Could Marriage Issue Hurt GOP in '08?

Will the controversial issue of same-sex marriage—which played a role in President Bush’s re-election in 2004—actually cause a Democrat to win the White House in 2008?
Bush’s victory over Sen. John Kerry (D.-Mass.) occurred just two weeks before the first anniversary of the Massachusetts Supreme Judicial Court’s ruling in Goodridge vs. Department of Public Health, a ruling mandating that the state grant all rights, benefits, privileges and responsibilities of marriage to same-sex couples. The Goodridge ruling was arguably the third most prominent issue in the 2004 presidential contest (the others being the War on Terror and the economy). Millions of “values voters,” horrified by the judicial activism of the SJC, embraced Bush, who denounced the ruling and reaffirmed marriage as the union of one man and one woman, and rejected Kerry, whose criticisms of the ruling seemed half-hearted at best.
However, gay marriage could cause problems for the Republicans this time around—particularly if former Massachusetts Gov. Mitt Romney receives the GOP nomination. While Romney strongly criticized the Goodridge ruling and endorsed efforts to have the ruling democratically nullified through a pro-traditional marriage ballot initiative, he has come under fire from conservative activists who believe that he in fact facilitated the beginning of same-sex marriage in the Bay State.
These activists assert that, since there was never actually a change in Massachusetts law regarding the definition of marriage, Romney effectively created gay marriage by instructing local officials to begin issuing marriage licenses to same-sex couples in the wake of the ruling. According to these activists, Romney is a fraud, a Massachusetts liberal Republican in conservative clothing.

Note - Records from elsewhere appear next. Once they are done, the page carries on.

PR #5047, opened 2026-08-19
Change `rangesOverlap` to honor the fact that `Range`s are inclusive to the left but exclusive to the right

### LINKED ISSUE #5049: `rangesOverlap` is not LSP-compliant
`rangesOverlap` is currently implemented like follows, as per #4433 by @noughtmare:

https://github.com/haskell/haskell-language-server/blob/a4cfaa80ca94beded6f01547a161b37be7b33558/hls-plugin-api/src/Ide/PluginUtils.hs#L284-L294

The fact that it uses `<=` instead of `<` means that
```haskell
λ> a = Position 1 1
λ> b = Position 1 3
λ> c = Position 1 5
λ> ab = Range a b
λ> bc = Range b c
λ> rangesOverlap ab bc
True
```
which is in contrast with [the LSP definition of `Range` as inclusive to the left and exclusive to the right](https://microsoft.github.io/language-server-protocol/specifications/lsp/3.18/specification/#range) (my emphasis):

> ### Range
>
> A range in a text document expressed as (zero-based) start and end positions. A range is comparable to a selection in an editor. Therefore, ***the end position is exclusive***. If you want to specify a range that contains a line including the line ending character(s) then use an end position denoting the start of the next line. For example.

In other words, the code above should return `False`.

One consequence of not doing so is the this:

```haskell
--                  Here's the "non-exhaustive patterns" diagnostic,
--        vvvvvvvvv and the "disable warning" action is available here, as I expect,
foo x =   case x of
--       ^          but it is available here too, where it should not.
```

I gave a try at changing `<=` to `<` in #5047, but several tests break; most would probably be fixed by simply changing some hard-coded number, and I've indeed verified this is the case in one instance, but I wouldn't be too optimistic, so before proceeding with fixing the broken tests, I'd like some feedback.

One important aspect to consider, I believe, is that despite this change would be a behavioral one, most mouse users, I think, wouldn't even notice it, as it just means that the "disable warning" action (and many other "disable" actions?) would be available one character "later" than they are now. _**I think**_.

@mango agrees with the fix I'm proposing.

Any more feedback is welcome.

Aster89:
I brainstormed what follows, and therefore the intended solution, with @MangoIV

### The setting

Consider this code
```haskell
    foo = bar + baz
```
and imagine that there's two adjacent diagnostics on it¹:
```haskell
--  vvvvvv <---------- diagnostic 1
    foo = bar + baz
--        ^^^^^^^^^ <- diagnostic 2
```
As per the LSP spec, the `Range`s of these diagnostics are (`l` is the 0-based line number):
```haskell
Range (Position l  4) (Position l 10)
Range (Position l 10) (Position l 19)
```
Since all happens on line `l`, I'll use the mathematical notation for right-open intervals:
```none
r1 = [ 4, 10)
r2 = [10, 19)
```
Now imagine the following two scenarî.

### Scenario 1 - the cursor is between the diagnostics

***The cursor***, intended as the thin vertical bar that most GUI-based editors (as opposed to, say, Vim) show, ***is between the `b` of `bar` and the space before it***², and the only way the client can hope to tell this to the server is to send the range `[4, 4)`, which is precisely what VSCode does, for instance.

In this case, the cursor is in a pefectly symmetrical position with respect to the two diagnostics, so there's absolutely no reason to consider it overlapping with only one diagnostic or only with the other.

We either claim it's overlapping with both, or we claim it's overlapping with none.

For that, the inherently asymmetrical interpretation of `Range`s as half-open comes short, and needs changing:

  1. if we wanted the cursor to overlap with neither diagnostic, we'd have to consider their `Range`s to be open on both sides,

  2. if we wanted the cursor to overlap with both diagnostics, we'd have to consider their `Range`s to be losed on both sides.

### Scenario 2 - the second diagnostic is selected

***The user has selected the second diagnostic***, in which case the client sends HLS the range `[10, 19)`, verified on VSCode.

In this case, I think it's only reasonable that we provide interaction with that diagnostic, and not with the other one.

For that, the interpretation of `Range`s as half-open comes handy, because adjacent half-open ranges have no overlap.

### The solution

The solution supports both scenarî, and for the first one, I decided to allow interaction with both diagnostics, as opposed to neither.

---

¹ I'm not aware of how to make HLS generate such diagnostics, but that's irrelevant, as adjacent diagnostics are not forbidden by the LSP spec.

² This is what the LSP spec refers to as "insert cursor", which is probably reminiscent of Vim's insert mode as opposed to normal mode?

---

Fixes #5049.

### DIFF
--- a/ghcide/src/Development/IDE/Core/PluginUtils.hs
+++ b/ghcide/src/Development/IDE/Core/PluginUtils.hs
@@ -56,7 +56,7 @@ import           Development.IDE.Types.Location       (NormalizedFilePath)
 import qualified Development.IDE.Types.Location       as Location
 import qualified Ide.Logger                           as Logger
 import           Ide.Plugin.Error
-import           Ide.PluginUtils                      (rangesOverlap)
+import           Ide.PluginUtils                      (asPosition, rangesOverlap)
 import           Ide.Types
 import qualified Language.LSP.Protocol.Lens           as LSP
 import           Language.LSP.Protocol.Message        (SMethod (..))
@@ -215,10 +215,22 @@ activeDiagnosticsInRangeMT ide nfp range = do
         case mDiags of
             Nothing -> pure Nothing
             Just fileDiags -> do
-                pure $ Just $ filter diagRangeOverlaps fileDiags
+                pure $ Just $ filter (diagRangeOverlaps range) fileDiags
     where
-        diagRangeOverlaps = \fileDiag ->
-            rangesOverlap range (fileDiag ^. fdLspDiagnosticL . LSP.range)
+        -- The rationale of how to decide whether a 'Range' overlap with the
+        -- 'Range' of a diagnostic is explained at
+        -- https://github.com/haskell/haskell-language-server/pull/5047
+        diagRangeOverlaps range fileDiag
+          | Just c <- asPosition range
+            -- The client sent us the cursor position, so we check if it
+            -- overlaps with the **closed** 'Range' of the diagnostic.
+            = LSP.positionInRange c diagRange || c == diagEnd
+          | otherwise
+            -- The client sent us a selection 'Range', so we check if it
+            -- overlaps with the 'Range' of the diagnostic.
+            = rangesOverlap range diagRange
+          where
+            diagRange@(LSP.Range _ diagEnd) = fileDiag ^. fdLspDiagnosticL . LSP.range
 
 -- | Just like 'activeDiagnosticsInRangeMT'. See the docs of 'activeDiagnosticsInRangeMT' for details.
 activeDiagnosticsInRange :: MonadIO m => Shake.ShakeExtras -> NormalizedFilePath -> LSP.Range -> m [FileDiagnostic]
--- a/hls-plugin-api/src/Ide/PluginUtils.hs
+++ b/hls-plugin-api/src/Ide/PluginUtils.hs
@@ -29,6 +29,7 @@ module Ide.PluginUtils
     installSigUsr1Handler,
     subRange,
     rangesOverlap,
+    asPosition,
     positionInRange,
     usePropertyLsp,
     -- * Escape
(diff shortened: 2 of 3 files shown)


ghcide/src/Development/IDE/Core/PluginUtils.hs
```diff
@@ -215,10 +215,13 @@ activeDiagnosticsInRangeMT ide nfp range = do
...
             Nothing -> pure Nothing
             Just fileDiags -> do
-                pure $ Just $ filter diagRangeOverlaps fileDiags
+                pure $ Just $ filter (diagRangeOverlaps range) fileDiags
     where
-        diagRangeOverlaps = \fileDiag ->
-            rangesOverlap range (fileDiag ^. fdLspDiagnosticL . LSP.range)
+        -- TODO: document this
+        diagRangeOverlaps range@(LSP.Range b e) fileDiag
+          | b /= e = rangesOverlap range diagRange
```
fendor:
```suggestion
          | isPointRange range = rangesOverlap range diagRange
```

where `isPointRange` checks exactly that.

fendor (approved):
LGTM, please squash the commits, and add the comment in your TODO :)

ghcide/src/Development/IDE/Core/PluginUtils.hs
```diff
@@ -215,10 +215,27 @@ activeDiagnosticsInRangeMT ide nfp range = do
...
+            = LSP.positionInRange c diagRange || c == diagEnd
+          | otherwise
+            -- The client sent us a selection 'Range', so we check if it
+            -- overlaps with the 'Range' of the diagnostic.
+            = rangesOverlap range diagRange
+          where
+            diagRange@(LSP.Range _ diagEnd) = fileDiag ^. fdLspDiagnosticL . LSP.range
+
+        asCursorPosition :: LSP.Range -> Maybe LSP.Position
+        asCursorPosition (LSP.Range b e)
```
fendor: it doesn't need to be a cursor position, so I think `asPosition` could be better

fendor (approved):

A fair examination of Romney’s activities in the aftermath of the Goodridge case would lead one to conclude that these activists are in error. The Goodridge ruling was not, in any way, shape, manner or form, ambiguous about the responsibilities of state government with regard to this issue. Under no circumstances could same-sex couples be denied the rights of marriage; the court decreed that any denial of marital rights to same-sex couples constituted a violation of the Massachusetts Constitution. Thus, Romney was forced to order the issuance of marriage licenses to same-sex couples by virtue of the Goodridge ruling. Much like the Boston School Committee in 1974—which was compelled by a federal court order to bus children away from their neighborhood schools for the putative purpose of desegregation—Romney had no choice.
However, the activists have not withdrawn their charge—and it is a guarantee that, if Romney receives the nomination, the mainstream press will give these activists front-page, top-story coverage, to sell the idea that Romney is a closet left-winger and thus weaken Republican base turnout on Election Day. The press will downplay the fact that Romney’s post-Goodridge actions were not voluntary, and portray Romney as, in essence, a Republican version of the 2004 Kerry.
The media love nothing more than the sight of depressed, dispirited social conservatives abandoning their support of the GOP. The apathy of the social right played a critical role in the rise of Bill Clinton in 1992 and Nancy Pelosi in 2006. The Fourth Estate believes that the GOP used same-sex marriage as a wedge issue to destroy the candidacy of their preferred candidate, Kerry. They would love to see a Republican being undone by the same controversy.

Romney must emphasize, day in and day out, that the only entity responsible for the creation of same-sex marriage in Massachusetts was the state’s highest court, and that he had no option but to grant marriage licenses to gay and lesbian couples. If he doesn’t make clear that his hands were forced, he’ll look back upon this campaign with remorse.